## TASK BRIEF:
Filter the entries for the string "about". Copy each line that has it.
....................
PR #2506, opened 2026-03-03
Add `join_ref`s to Channel messages missing a `join_ref`

joshk:
Because of https://github.com/phoenixframework/phoenix/commit/c73bbfcfeafce3d42cb270a7ecb41a4ca39ae393, and that we don't control when devices update their Slipstream so that they work with this Phoenix change (https://github.com/CuatroElixir/slipstream/pull/84), this commit fills in the `join_ref` when its missing.

### DIFF
--- a/.cspell.json
+++ b/.cspell.json
@@ -30,6 +30,7 @@
     "test"
   ],
   "words": [
+    "bandaid",
     "castore",
     "certifi",
     "chartjs",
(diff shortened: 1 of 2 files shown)


lawik (approved):
This seems relatively cursed. Good job.

Maybe add a comment or three about why we do this. Affected versions and so on. So we have some idea of if we can ever remove it :D

PR #2510, opened 2026-03-03
Update all Node deps, which also resolves a security warning with semver

joshk:


nshoes:
@joshk how deep did you investigate UI-things working?

PR #2513, opened 2026-03-04
Generate a delta when adding a device

kybishop:
Currently we don't generate a delta when a device is newly added to a deployment group. This PR fixes that.

### DIFF
--- a/test/nerves_hub/managed_deployments/distributed/orchestrator_test.exs
+++ b/test/nerves_hub/managed_deployments/distributed/orchestrator_test.exs
@@ -3,6 +3,7 @@ defmodule NervesHub.ManagedDeployments.Distributed.OrchestratorTest do
   use Mimic
   use AssertEventually, timeout: 500, interval: 50
 
+  alias NervesHub.Accounts.Scope
   alias NervesHub.Devices
   alias NervesHub.Devices.Connections
   alias NervesHub.Devices.InflightUpdate
@@ -320,6 +321,63 @@ defmodule NervesHub.ManagedDeployments.Distributed.OrchestratorTest do
     :sys.get_state(pid)
   end
 
+  test "the orchestrator 'trigger's when a group (bulk) of devices are added to a deployment group", %{
+    deployment_group: deployment_group,
+    org_key: org_key,
+    product: product,
+    device: device1,
+    device2: device2,
+    user: user,
+    tmp_dir: tmp_dir
+  } do
+    # An ugly set of expectations
+    # `Devices.available_for_update` should be called:
+    # - once upon Orchestrator startup
+    # - and once when a bulk number of devices are added to the deployment group
+    # - and no more times after that
+    Devices
+    |> expect(:available_for_update, 1, fn _deployment_group, _slots ->
+      []
+    end)
+    |> expect(:available_for_update, 1, fn _deployment_group, _slots ->
+      []
+    end)
+    |> reject(:available_for_update, 2)
+
+    firmware = Fixtures.firmware_fixture(org_key, product, %{dir: tmp_dir})
+
+    {:ok, deployment_group} =
+      ManagedDeployments.update_deployment_group(
+        deployment_group,
+        %{
+          concurrent_updates: 2,
+          firmware_id: firmware.id
+        },
+        user
+      )
+
+    deployment_group_topic = "orchestrator:deployment:#{deployment_group.id}"
+    Phoenix.PubSub.subscribe(NervesHub.PubSub, deployment_group_topic)
+
+    {:ok, pid} =
+      start_supervised(%{
+        id: "Orchestrator##{deployment_group.id}",
+        start: {Orchestrator, :start_link, [deployment_group, false]},
+        restart: :temporary
+      })
+
+    allow(Devices, self(), pid)
+
+    Devices.move_many_to_deployment_group(Scope.for_user(user), [device1.id, device2.id], deployment_group)
+
+    assert_receive %Broadcast{topic: ^deployment_group_topic, event: "bulk-devices-added"}, 500
+
+    Mimic.reject(&Devices.available_for_update/2)
+
+    # allows for db connections to finish and close
+    :sys.get_state(pid)
+  end
+
   test "the orchestrator is 'triggered' when a device is reenabled to accept updates", %{
     user: user,
     deployment_group: deployment_group,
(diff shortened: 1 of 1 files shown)


priv/repo/migrations/20260306153000_add_firmware_delta_query_indexes.exs
```diff
@@ -0,0 +1,24 @@
+defmodule NervesHub.Repo.Migrations.AddFirmwareDeltaQueryIndexes do
+  use Ecto.Migration
+  @disable_ddl_transaction true
+
+  def change do
+    # Critical: Index for firmware UUID extraction in delta availability query
+    # This enables efficient lookup of source firmware by UUID from device metadata
+    create_if_not_exists index(
```
joshk: is this index needed now that we have reworked the query?

priv/repo/migrations/20260306153000_add_firmware_delta_query_indexes.exs
```diff
@@ -0,0 +1,24 @@
...
+      "devices",
+      ["(firmware_metadata #>> '{uuid}')"],
+      name: :devices_firmware_uuid_idx,
+      concurrently: true
+    )
+
+    # Important: Composite index including status for firmware_delta filtering
+    # Helps with queries that check if deltas exist and are completed
+    create_if_not_exists index(
```
joshk: we already have an index for source id and target id, which is unique, so this is likely redundant

lib/nerves_hub/devices.ex
```diff
@@ -973,19 +1011,28 @@ defmodule NervesHub.Devices do
...
-      |> Ecto.Changeset.change()
-      |> Ecto.Changeset.put_change(:deployment_id, deployment_group.id)
-      |> Repo.update!()
+    deployment_group = ManagedDeployments.load_current_release(deployment_group, force: true)
 
-    DeviceEvents.deployment_assigned(device)
-
-    # let the orchestrator know that a device has been added to the deployment group
-    DeploymentOrchestratorEvents.device_added(device)
+    Repo.transact(fn ->
```
joshk: we don't need to use a transaction when there is only one sql statement in there

lib/nerves_hub/devices.ex
```diff
@@ -790,42 +790,80 @@ defmodule NervesHub.Devices do
...
-    |> where(deployment_id: ^deployment_group.id)
-    |> where(updates_enabled: true)
-    |> where([d], d.firmware_validation_status in [:validated, :unknown])
-    |> where([latest_connection: lc], lc.status == :connected)
-    |> where([d], not is_nil(d.firmware_metadata))
-    |> where(
-      [d],
-      fragment("(? #>> '{\"uuid\"}') != ?", d.firmware_metadata, ^deployment_group.current_release.firmware.uuid)
+    |> ManagedDeployments.join_current_release()
+    |> join(
```
joshk: can you please break out these joins into their own functions, like what has been done with `maybe_filter_by_network_interfaces`

joshk (changes requested):
Thanks for making the changes.

I still think we shouldn't be using the orchestrator for this, based on the race condition I explain earlier. 

We would use `update_deployment_group` to trigger any delta jobs, which would then be picked up by the query used by the orchestrator to find devices to update.

priv/repo/migrations/20260306153000_add_firmware_delta_query_indexes.exs
kybishop: indeed, removed.

priv/repo/migrations/20260306153000_add_firmware_delta_query_indexes.exs
kybishop: it is not. Removed.

lib/nerves_hub/devices.ex
kybishop: fixed

lib/nerves_hub/devices.ex
kybishop: I made this change to avoid holding anything up, but I would be remiss not to mention that I feel pretty strongly against hiding joins in separate functions.

My thinking being that one should avoid hiding side effects that later calls depend on. I think it has a short term benefit of making the query more readable, but a long term negative in that it hides things about the query from those editing it. More than anything, I feel like it hurts the locality of behavior to hide away the join since you have to go hunt for it if you need it from some later conditional in the query, and if you want to change the join itself you're now hunting for anywhere that uses it or the function it is contained in (plus has the chance of others calling our new helper function, making the spaghetti/coupling even tighter.

lib/nerves_hub/devices.ex
kybishop: actually brought back now that we're generating the deltas from the update function again 😅

lib/nerves_hub/devices.ex
```diff
@@ -1382,16 +1446,37 @@ defmodule NervesHub.Devices do
...
+            [d],
+            d.firmware_metadata["architecture"] ==
+              ^deployment_group.current_release.firmware.architecture
+          )
+          |> Repo.update_all([set: [deployment_id: deployment_id]], timeout: to_timeout(minute: 2))
+
+        # Queue delta generation for any new device firmware combinations immediately
+        # after the device updates within the same transaction
+        if deployment_group.delta_updatable do
+          _ = ManagedDeployments.trigger_delta_generation_for_deployment_group(deployment_group)
```
joshk:
```suggestion
        _ = if deployment_group.delta_updatable do
          ManagedDeployments.trigger_delta_generation_for_deployment_group(deployment_group)
```

test/nerves_hub/managed_deployments/distributed/orchestrator_test.exs
```diff
@@ -327,63 +326,6 @@ defmodule NervesHub.ManagedDeployments.Distributed.OrchestratorTest do
     :sys.get_state(pid)
   end
 
-  test "the orchestrator 'trigger's when a group (bulk) of devices are added to a deployment group", %{
```
joshk, line 330: why were these tests removed?

kybishop: Ah, I noticed they were in a really funky spot since they're really just testing a side effect of `Devices.update_deployment_group` (that it triggers `DeploymentOrchestratorEvents.device_added(device)` and likewise for the bulk actions). The orchestrator is a receiver of those events, but has nothing to do with how they're triggered. Since `Devices.update_deployment_group` is called from many top-level entry points, I moved the tests to be unit tests instead of integration style on controller, UI, etc.

The move came about because I was initially adding the delta expectations to copies of these tests in this file before being like "wait a minute... the tests shouldn't live here".

kybishop: One of the moves: https://github.com/nerves-hub/nerves_hub_web/pull/2513/changes#diff-bd272c7a2e0914c069300eecc49b5fd05bcf9a67bd82b08fef40281bc49d46fdR729

lib/nerves_hub/devices.ex
joshk: Thanks for sharing this.

I think in this case it isn't about hiding but about having a more readable function.

test/nerves_hub/managed_deployments/distributed/orchestrator_test.exs
joshk: I'm a little torn. I don't see this as a side effect but as a core behaviour of the orchestrator. By moving the tests away from the orchestrator we are no longer testing that the orchestrator responds to this event.

lib/nerves_hub/devices.ex
```diff
@@ -976,16 +1017,40 @@ defmodule NervesHub.Devices do
...
+        {:ok, updated_device}
+      end)
 
+    # Always notify the device about its deployment assignment
     DeviceEvents.deployment_assigned(device)
 
-    # let the orchestrator know that a device has been added to the deployment group
-    DeploymentOrchestratorEvents.device_added(device)
+    # Only notify the orchestrator if the deployment actually changed
+    if deployment_changed do
```
joshk: I wonder if we should be checking if the deployment group has changed much earlier, eg. a function signature that checks for this, and exit straight away.

lib/nerves_hub/devices.ex
```diff
@@ -1382,16 +1447,38 @@ defmodule NervesHub.Devices do
...
+              ^deployment_group.current_release.firmware.architecture
+          )
+          |> Repo.update_all([set: [deployment_id: deployment_id]], timeout: to_timeout(minute: 2))
+
+        # Queue delta generation for any new device firmware combinations immediately
+        # after the device updates within the same transaction
+        _ =
+          if deployment_group.delta_updatable do
+            ManagedDeployments.trigger_delta_generation_for_deployment_group(deployment_group)
+          end
```
joshk: should we move the `if` into a `trigger_delta_generation_for_deployment_group` function guard?

lib/nerves_hub/devices.ex
```diff
@@ -1654,6 +1741,9 @@ defmodule NervesHub.Devices do
   end
 
   def told_to_update(device_id, deployment_group, opts) do
+    # Reload deployment_group from database to ensure we have the latest current_release_id
+    deployment_group = Repo.get!(ManagedDeployments.DeploymentGroup, deployment_group.id)
```
joshk: did you encounter issues when this wasn't up to date?

if we are doing a 'get!' here, maybe its better for us to combine this with the load and preload below.

test/nerves_hub/managed_deployments/distributed/orchestrator_test.exs
kybishop: Ah, I see, the `expect`s on `available_for_update` were being used as a proxy for the orchestrator being called as a result of the various inputs.

I'm going to noodle on this, testing internal implementation of the orchestrator through a proxy feels super wonky. If I can find a way to more concretely test behavior/outcomes instead of implementation I'll go with that, but if not I'll bring back the expects.

PR #2515, opened 2026-03-06
Move to using Phoenix Scopes for better auth organization

joshk:
This is the beginning of moving all context functions which fetch, create, update, or delete to requiring the use of `Scope` in their function args.

I've also cleaned up our plug usage as some were no longer needed, and I'm focused on making API and UI use as much of the same authorization fundamentals since they now have `Scope` use in common.

Its a big PR, but there was no way around that.

There is more work to be done around context functions, and tidying up ones which aren't needed or could be consolidated.

### DIFF
--- a/lib/nerves_hub_web/plugs/api/require_authenticated_user.ex
+++ b/lib/nerves_hub_web/plugs/api/require_authenticated_user.ex
@@ -4,7 +4,7 @@ defmodule NervesHubWeb.API.Plugs.RequireAuthenticatedUser do
   end
 
   def call(conn, _opts) do
-    if conn.assigns.current_scope && conn.assigns.current_scope.user do
+    if get_in(conn.assigns.current_scope.user) do
       conn
     else
       raise NervesHubWeb.UnauthorizedError


lib/nerves_hub_web/helpers/authorization.ex
```diff
@@ -1,69 +1,78 @@
...
+  alias NervesHub.Accounts.Scope
   alias NervesHub.Accounts.User
 
   def authorized!(org_user, permission) do
     authorized?(org_user, permission) || raise NervesHubWeb.UnauthorizedError
   end
 
-  def authorized?(:"organization:update", %OrgUser{role: ur}), do: role_check(:admin, ur)
-  def authorized?(:"organization:delete", %OrgUser{role: ur}), do: role_check(:admin, ur)
+  def authorized?(:"organization:update", role), do: role_check(:admin, role)
```
lawik, line 10: I think all these should take the name/binding `scope` rather than `role`? They get unpacked to role later right?

joshk: https://github.com/nerves-hub/nerves_hub_web/pull/2515/changes#diff-f5e5f7f36dab4d2d5c78925b32d60b74cd6ae40843432c1dc6315a5f7c0789baR69-R75

that takes an `OrgUser` or role

config/config.exs
```diff
@@ -88,6 +89,43 @@ config :nerves_hub, Oban,
...
+  user: [
+    default: true,
+    module: Scope,
+    assign_key: :current_scope,
+    access_path: [:user, :id],
+    schema_key: :user_id,
+    schema_type: :id,
+    schema_table: :users
+    # test_data_fixture: MyApp.AccountsFixtures,
+    # test_setup_helper: :register_and_log_in_user
```
nshoes, line 102: Cruft? As well as other comments in this file?

lib/nerves_hub/products.ex
```diff
@@ -20,6 +21,34 @@ defmodule NervesHub.Products do
...
+    |> where([_, _, ou], is_nil(ou.deleted_at))
+    |> where([p], p.name == ^product_name)
+    |> where([_, o], o.id == ^current_scope.org.id)
+    |> where([_, _, ou], ou.user_id == ^current_scope.user.id)
+    |> Repo.one!()
+  end
+
+  @spec get_products(Scope.t()) :: [Product.t()]
+  def get_products(%Scope{user: user, org: org}) do
+    from(
```
nshoes, line 39: Why use `from` here?

lib/nerves_hub_web/live/deployment_groups/new.ex
```diff
@@ -139,9 +135,9 @@ defmodule NervesHubWeb.Live.DeploymentGroups.New do
   # end
```
nshoes, line 135: Let's just delete all of this?

lib/nerves_hub_web/plugs/api/require_authenticated_user.ex
```diff
@@ -0,0 +1,13 @@
+defmodule NervesHubWeb.API.Plugs.RequireAuthenticatedUser do
+  def init(opts) do
+    opts
+  end
+
+  def call(conn, _opts) do
+    if conn.assigns.current_scope && conn.assigns.current_scope.user do
```
nshoes: Tiny nit
```suggestion
    if get_in(conn.assigns.current_scope.user) do
```

config/config.exs
joshk: I kept these as a reminder to relook at our fixtures, but I'm happy to remove them as well

lib/nerves_hub/products.ex
joshk: This was a function that I just reused and added Scopes on top of. On my list of things to clean up.

lib/nerves_hub_web/live/deployment_groups/new.ex
joshk: Good idea! I'll do that in another PR though.

PR #2524, opened 2026-03-08
Add support for Lucide icons

joshk:
This gives us a clear and consistent icon library.

https://lucide.dev/

The other strong contender was https://phosphoricons.com/

The Lucide library is imported as a hex lib, and implemented using a similar Tailwind plugin that Phoenix generates for Heroicons.

I've had to implement the different stoke widths using different 'weights' via a suffix at the end of the class name:

```
      let weights = [
        ["--verythin", "0.8"],
        ["--thin", "1"],
        ["--light", "1.25"],
        ["--semilight", "1.5"],
        ["", ""],
        ["--semibold", "2.25"],
        ["--bold", "2.5"],
      ]
```

The default is `2`, but it felt a bit thick for our use.

**Org sidebar before:**
Screenshot 2026-03-09 at 11 11 22 AM

**Org sidebar after:**
Screenshot 2026-03-09 at 11 12 03 AM

**Product sidebar before:**
Screenshot 2026-03-09 at 11 12 38 AM

**Product sidebar after:**
Screenshot 2026-03-09 at 11 13 00 AM

### DIFF
--- a/.cspell.json
+++ b/.cspell.json
@@ -24,6 +24,7 @@
     "Dockerfile",
     "config",
     "assets/{node_modules,static}",
+    "assets/tailwind.config.js",
     "mix.exs",
     "priv",
     "rel",


assets/tailwind.config.js
```diff
@@ -101,6 +104,54 @@ export default {
         },
         { values: theme("transitionDelay") }
       )
+    }),
+    plugin(function ({ matchComponents, theme }) {
+      let iconsDir = path.join(__dirname, "../deps/lucide/icons")
+      let values = {}
+      let weights = [
+        ["--verythin", "0.8"],
```
lawik, line 112: does it need to be double dash? I feel like I don't see that in Tailwind in general..

lawik (approved):
One question :)

assets/tailwind.config.js
joshk: it doesn't need to be, but i've seen it used but other icon plugins since stroke width (weight) is usually its own css modifier.

joshk:
I just updated the PR to give an increased stroke width to selected icons.

Screenshot 2026-03-09 at 11 36 46 AM

I liked the added highlight

PR #2550, opened 2026-03-13
Use existing auth tokens for device console WebSocket

elielgordondensity:
## Summary
- Replace Phoenix.Token-based authentication in `UserSocket` with direct API token and session token support
- `UserSocket.connect/2` now accepts `token` (API token, e.g. `nhu_...`) or `session_token` (base64-encoded session token) params
- Remove Phoenix.Token generation from console and local shell tab components — they now use the session token already available in LiveView assigns
- Assign `user_token` (base64 session token) in both plug pipeline and LiveView mount for use by JS hooks

## Motivation
Previously, the device console WebSocket required a Phoenix.Token generated specifically for the connection. This meant API clients (e.g. mobile apps) had no way to connect to the console WebSocket using their existing auth credentials.

Now clients can connect using the same tokens they already have:
- **Web UI**: Session token flows via `@user_token` assign → `data-user-token` → JS sends `{session_token: "..."}` → `UserSocket` decodes and verifies
- **API/mobile clients**: Send `{token: "nhu_..."}` → `UserSocket` verifies via `fetch_user_by_api_token` (backward compatible — same `token` param key as before)

## Changes
- `user_socket.ex` — Two `connect/2` function heads: one for API tokens (`token`), one for session tokens (`session_token`)
- `auth.ex` — Assign `user_token` as base64-encoded session token instead of Phoenix.Token, in both plug and LiveView mount paths
- `console_tab.ex` / `local_shell_tab.ex` — Remove per-render Phoenix.Token generation, rely on `@user_token` from assigns
- `console.js` / `localShell.js` — Send `session_token` param instead of `token`
- `account_auth.ex` — Assign `user_token` to LiveView socket

## Test plan
- [x] `local_shell_tab_test.exs` — console UI renders without KeyError on `user_token`
- [ ] Manual: web console connects and relays I/O via session token
- [ ] Manual: API client connects via `{token: "nhu_..."}` param


joshk (changes requested):
I think we can skip the need for this and instead update the websocket auth to accept api auth token.

joshk:
Hey @elielgordondensity 

I'm sorry that this never got further replies from us.

I've deployed a variation of your PR which adds API token auth support to `/api/socket`, along with slight channel joining modifications using the device identifier. 

This allows us to keep the use of Phoenix.Token for web UI requests, while having a path for API usage where we can also encapsulate restrictions around max consoles and connections a user can have going at once.

I've tested these changes with a CLI experiment, as well as making sure it works with the Device 'local shell' extension.

Is it alright if I close this?

elielgordondensity:
of course! @joshk thanks for the update

PR #2560, opened 2026-03-24
Prevent future missing indexes and add remaining missing fkey indexes

kybishop:
Depends on #2558 and #2559


test/nerves_hub/database/index_test.exs
```diff
@@ -0,0 +1,52 @@
...
+          JOIN pg_catalog.pg_class      c2 ON c2.oid = t.confrelid
+          JOIN pg_catalog.pg_namespace  n2 ON n2.oid = c2.relnamespace
+          JOIN pg_catalog.pg_attribute  a2 ON a2.attrelid = t.confrelid AND a2.attnum = t.confkey[1]
+          WHERE t.contype = 'f'
+          AND NOT EXISTS (
+            SELECT 1
+            FROM pg_catalog.pg_index i
+            WHERE i.indrelid = t.conrelid
+            AND i.indkey[0] = t.conkey[1]
+          )
```
esvinson, line 77:
```suggestion
            AND i.indkey[0] = t.conkey[1]
            AND i.indpred IS NULL
          )
```
This makes it so partial indexes don't count.

priv/repo/migrations/20260324203540_add_missing_foreign_key_indexes.exs
```diff
@@ -0,0 +1,37 @@
...
+    create index(:firmwares, [:org_id], concurrently: true)
+    create index(:firmwares, [:org_key_id], concurrently: true)
+    create index(:inflight_deployment_checks, [:deployment_id], concurrently: true)
+    create index(:inflight_deployment_checks, [:device_id], concurrently: true)
+    create index(:inflight_updates, [:firmware_id], concurrently: true)
+    create index(:invites, [:invited_by_id], concurrently: true)
+    create index(:invites, [:org_id], concurrently: true)
+    create index(:jitp, [:product_id], concurrently: true)
+    create index(:org_keys, [:created_by_id], concurrently: true)
+    create index(:org_users, [:user_id], concurrently: true)
```
esvinson:
```suggestion
    create index(:org_users, [:user_id], concurrently: true)
    create index(:org_users, [:org_id], concurrently: true)
```
With the change below this one also needs to be created.

joshk (commented):
While I've left some feedback in a comment, I thought I'd also leave it as a proper PR review.

Creating an index for every FK will lead to index bloat as these new indexes won't be used by our queries. 

This test will force us to create indexes which we won't need or use. For NervesCloud, we don't want that.

kybishop:
@joshk updated with a whitelist like we discussed 🙂 

Includes a single missing index that I believe to be valid.

nshoes (approved):

priv/repo/migrations/20260519000000_add_devices_org_id_index.exs
```diff
@@ -0,0 +1,10 @@
+defmodule NervesHub.Repo.Migrations.AddDevicesOrgIdIndex do
+  use Ecto.Migration
+
+  @disable_ddl_transaction true
+  @disable_migration_lock true
+
+  def change() do
+    create(index(:devices, [:org_id], concurrently: true))
```
joshk, line 8: Is it worth adding this to the known missing foreign indexes?
is this index needed?

kybishop: See previous comment 😉

https://github.com/nerves-hub/nerves_hub_web/pull/2560#issuecomment-4491079327

joshk: oops, missed that.

joshk (approved):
....................
## OUTPUT FOR THIS EXERCISE:
Maybe add a comment or three about why we do this. Affected versions and so on. So we have some idea of if we can ever remove it :D
My thinking being that one should avoid hiding side effects that later calls depend on. I think it has a short term benefit of making the query more readable, but a long term negative in that it hides things about the query from those editing it. More than anything, I feel like it hurts the locality of behavior to hide away the join since you have to go hunt for it if you need it from some later conditional in the query, and if you want to change the join itself you're now hunting for anywhere that uses it or the function it is contained in (plus has the chance of others calling our new helper function, making the spaghetti/coupling even tighter.
The move came about because I was initially adding the delta expectations to copies of these tests in this file before being like "wait a minute... the tests shouldn't live here".
I think in this case it isn't about hiding but about having a more readable function.
+    # Always notify the device about its deployment assignment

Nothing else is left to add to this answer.